A word-for-word transcription of the records is required.

(Stored data)
.....

Issue #3846, opened 2016-04-26
Restore Unapproved Topics not working as expected


xillibit:
#### Steps to reproduce the issue

Delete a topic with the status "Unapproved"
Go to the trashbin and restore the topic.

The expected behavior is that the topic should be restored as "Unapproved"
and it is being restored as Approved. 
#### Expected result

Topics should keep the status unapproved
#### Actual result

Topics has the status approved
#### System information (as much as possible)

Joomla version: 
Kunena version: 4.0.10
Php version:
Database version:
#### Additional comments

See : https://www.kunena.org/forum/kunena-support-reporting-defects/136898-k-4-0-10-restore-unapproved-topics-not-working-as-expected#174538

PR #3856, opened 2016-04-27
Restore Unapproved Topics not working as expected #3846

xillibit:
Pull Request for Issue #3846.


rich20:
- [x] If you move the complete topic to the trash and restore it, pending messages remain pending messages
- [ ] If you delete only a single pending message - after restore the message is approved

rich20:
But I mean, if you delete a single message, you have also checked the message content

xillibit:
For a single message it's useless because the unapproved state is lost when you delete the message

rich20:
- [x] If you move the complete topic to the trash and restore it, pending messages remain pending messages
- [ ] If you delete only single pending messages (see image) - after restore the messages are approved
  bildschirmfoto vom 2016-04-27 23 23 54

Issue #3934, opened 2016-05-11
 Call to a member function get() on string when PHP7 is enabled


Sulpher:
#### Steps to reproduce the issue

I moved site with Kunena 4.0.10 from localhost to hosting. Installed Kunena 5beta4 over 4.0.10. Then  overwrote files at the server with new ones taken from Github branch.
#### Expected result

Forum must work.
#### Actual result

As a result, when PHP 7.0.6 is enabled, forum does not working.

Forum home page shows: 

> Call to a member function get() on string
>  (no Joomla template loaded)

Discussion page shows: 

> 404 Not Found
> You do not have permissions to access this page.
> (Joomla template loaded with Kunena menu) 

If I turning PHP to old 5.4, forum works.
Kunena Latest module is disabled.
#### System information (as much as possible)

Joomla version: 3.5.1
Kunena version: 5 beta 4
Php version: 7.0.6
Database version: 5.5.37-MariaDB-wsrep
#### Additional comments

Could this issue occurs due to server configuration?

810:
There is a change from PHP 7.0.5 to PHP 7.0.6
it has something todo with
public function __get($property)

but I haven't working yet

810:
see: https://bugs.php.net/bug.php?id=72117

mahagr:
To me the error looks like that $category->params is a string, not Registry object. Not sure if it is related to the above change in PHP or not.

Twincarb:
I am having a similar issue
php 7.0.6
The category page loads correctly but unable to click to open a category to view the topics.

Notice: Uninitialized string offset: 0 in /var/www/vhosts/mysite.org/test.mysite.org/libraries/kunena/html/html/kunenaforum.php on line 193

sakicnet:
Please see [https://www.kunena.org/forum/kunena-support-reporting-defects/137045-php-7-0-6-and-kunena-4-0-10-and-5-0b4#175137](https://www.kunena.org/forum/kunena-support-reporting-defects/137045-php-7-0-6-and-kunena-4-0-10-and-5-0b4#175137)

mahagr:
The change will make the number of SQL calls to explode, so I don't recommend doing it in that way.

xillibit:
There is something strange on PHP 7.0.6, in the constructor of the category there is `$registry = new JRegistry();
        if (!empty($this->params))
        {
            $registry->loadString($this->params);
        }
        $this->params = $registry;`

[...]

PR #3942, opened 2016-05-13
Call to a member function get() on string when PHP7 is enabled #3934

810:


mahagr:
This change isn't good. I'll have a look into it...

Issue #3981, opened 2016-06-02
Nobody can see confidential text (also not admins) - but if you click on quote, all users can see it


rich20:
#### System information (as much as possible)

Joomla version: 3.5.1 and 3.6.0-alpha2-dev
Kunena version: 5.0.0-RC-DEV
Php version: 5.6
Database version:

PR #3985, opened 2016-06-03
Nobody can see confidential text (also not admins) - but if you click on quote, all users can see it #3981

810:


810:
@rich20 could you test this one, also check if the confidential is removed on email.

rich20:
- [x] Author, Admins and Moderators can see confidential texts
- [x] E-Mail - No confidential informations
- [ ] With quote button all users can see it

810:
the other issue, is also on K4.0 and other versions

810:
Please create a new ticket for that issue. I'm merging this pr

Issue #4034, opened 2016-06-16
CrypsisB3: poll icon in editor not hidden on default load


betteryouthanme:
#### Steps to reproduce the issue

default installation of Kunena (so you have two categories, Welcome Mat and Suggestion Box)
Now disable polls in Welcome Mat
Create new topic
Category Welcome Mat is load by default (most likey because it's the first in line)
#### Expected result

poll icon is hidden
#### Actual result

poll icon is shown
![16-06-2016 09-09-34](https://cloud.githubusercontent.com/assets/8537297/16108202/2370f45a-33a2-11e6-97c7-c73e3063dd46.jpg)
#### System information (as much as possible)

Joomla version: 3.5.1
Kunena version: 5.0.0-RC2
Php version: 5.6.8 
Database version: 5.6.24
#### Additional comments

CrypsisB2 works fine

xillibit:
I will check that but there is the same js into Crypsis B2 and Crypsis B3

PR #4106, opened 2016-07-07
CrypsisB3: poll icon in editor not hidden on default load #4034

810:


xillibit:
Why do-you remove the load of file pollcheck.js ?

810:
is now on line 51, it was loaded to early.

.....

The completed task:
Issue #3846, opened 2016-04-26
Restore Unapproved Topics not working as expected


xillibit:
#### Steps to reproduce the issue

Delete a topic with the status "Unapproved"
Go to the trashbin and restore the topic.

The expected behavior is that the topic should be restored as "Unapproved"
and it is being restored as Approved. 
#### Expected result

Topics should keep the status unapproved
#### Actual result

Topics has the status approved
#### System information (as much as possible)

Joomla version: 
Kunena version: 4.0.10
Php version:
Database version:
#### Additional comments

See : https://www.kunena.org/forum/kunena-support-reporting-defects/136898-k-4-0-10-restore-unapproved-topics-not-working-as-expected#174538

PR #3856, opened 2016-04-27
Restore Unapproved Topics not working as expected #3846

xillibit:
Pull Request for Issue #3846.


rich20:
- [x] If you move the complete topic to the trash and restore it, pending messages remain pending messages
- [ ] If you delete only a single pending message - after restore the message is approved

rich20:
But I mean, if you delete a single message, you have also checked the message content

xillibit:
For a single message it's useless because the unapproved state is lost when you delete the message

rich20:
- [x] If you move the complete topic to the trash and restore it, pending messages remain pending messages
- [ ] If you delete only single pending messages (see image) - after restore the messages are approved
  bildschirmfoto vom 2016-04-27 23 23 54

Issue #3934, opened 2016-05-11
 Call to a member function get() on string when PHP7 is enabled


Sulpher:
#### Steps to reproduce the issue

I moved site with Kunena 4.0.10 from localhost to hosting. Installed Kunena 5beta4 over 4.0.10. Then  overwrote files at the server with new ones taken from Github branch.
#### Expected result

Forum must work.
#### Actual result

As a result, when PHP 7.0.6 is enabled, forum does not working.

Forum home page shows: 

> Call to a member function get() on string
>  (no Joomla template loaded)

Discussion page shows: 

> 404 Not Found
> You do not have permissions to access this page.
> (Joomla template loaded with Kunena menu) 

If I turning PHP to old 5.4, forum works.
Kunena Latest module is disabled.
#### System information (as much as possible)

Joomla version: 3.5.1
Kunena version: 5 beta 4
Php version: 7.0.6
Database version: 5.5.37-MariaDB-wsrep
#### Additional comments

Could this issue occurs due to server configuration?

810:
There is a change from PHP 7.0.5 to PHP 7.0.6
it has something todo with
public function __get($property)

but I haven't working yet

810:
see: https://bugs.php.net/bug.php?id=72117

mahagr:
To me the error looks like that $category->params is a string, not Registry object. Not sure if it is related to the above change in PHP or not.

Twincarb:
I am having a similar issue
php 7.0.6
The category page loads correctly but unable to click to open a category to view the topics.

Notice: Uninitialized string offset: 0 in /var/www/vhosts/mysite.org/test.mysite.org/libraries/kunena/html/html/kunenaforum.php on line 193

sakicnet:
Please see [https://www.kunena.org/forum/kunena-support-reporting-defects/137045-php-7-0-6-and-kunena-4-0-10-and-5-0b4#175137](https://www.kunena.org/forum/kunena-support-reporting-defects/137045-php-7-0-6-and-kunena-4-0-10-and-5-0b4#175137)

mahagr:
The change will make the number of SQL calls to explode, so I don't recommend doing it in that way.

xillibit:
There is something strange on PHP 7.0.6, in the constructor of the category there is `$registry = new JRegistry();
        if (!empty($this->params))
        {
            $registry->loadString($this->params);
        }
        $this->params = $registry;`

[...]

PR #3942, opened 2016-05-13
Call to a member function get() on string when PHP7 is enabled #3934

810:


mahagr:
This change isn't good. I'll have a look into it...

Issue #3981, opened 2016-06-02
Nobody can see confidential text (also not admins) - but if you click on quote, all users can see it


rich20:
#### System information (as much as possible)

Joomla version: 3.5.1 and 3.6.0-alpha2-dev
Kunena version: 5.0.0-RC-DEV
Php version: 5.6
Database version:

PR #3985, opened 2016-06-03
Nobody can see confidential text (also not admins) - but if you click on quote, all users can see it #3981

810:


810:
@rich20 could you test this one, also check if the confidential is removed on email.

rich20:
- [x] Author, Admins and Moderators can see confidential texts
- [x] E-Mail - No confidential informations
- [ ] With quote button all users can see it

810:
the other issue, is also on K4.0 and other versions

810:
Please create a new ticket for that issue. I'm merging this pr

Issue #4034, opened 2016-06-16
CrypsisB3: poll icon in editor not hidden on default load


betteryouthanme:
#### Steps to reproduce the issue

default installation of Kunena (so you have two categories, Welcome Mat and Suggestion Box)
Now disable polls in Welcome Mat
Create new topic
Category Welcome Mat is load by default (most likey because it's the first in line)
#### Expected result

poll icon is hidden
#### Actual result

poll icon is shown
![16-06-2016 09-09-34](https://cloud.githubusercontent.com/assets/8537297/16108202/2370f45a-33a2-11e6-97c7-c73e3063dd46.jpg)
#### System information (as much as possible)

Joomla version: 3.5.1
Kunena version: 5.0.0-RC2
Php version: 5.6.8 
Database version: 5.6.24
#### Additional comments

CrypsisB2 works fine

xillibit:
I will check that but there is the same js into Crypsis B2 and Crypsis B3

PR #4106, opened 2016-07-07
CrypsisB3: poll icon in editor not hidden on default load #4034

810:


xillibit:
Why do-you remove the load of file pollcheck.js ?

810:
is now on line 51, it was loaded to early.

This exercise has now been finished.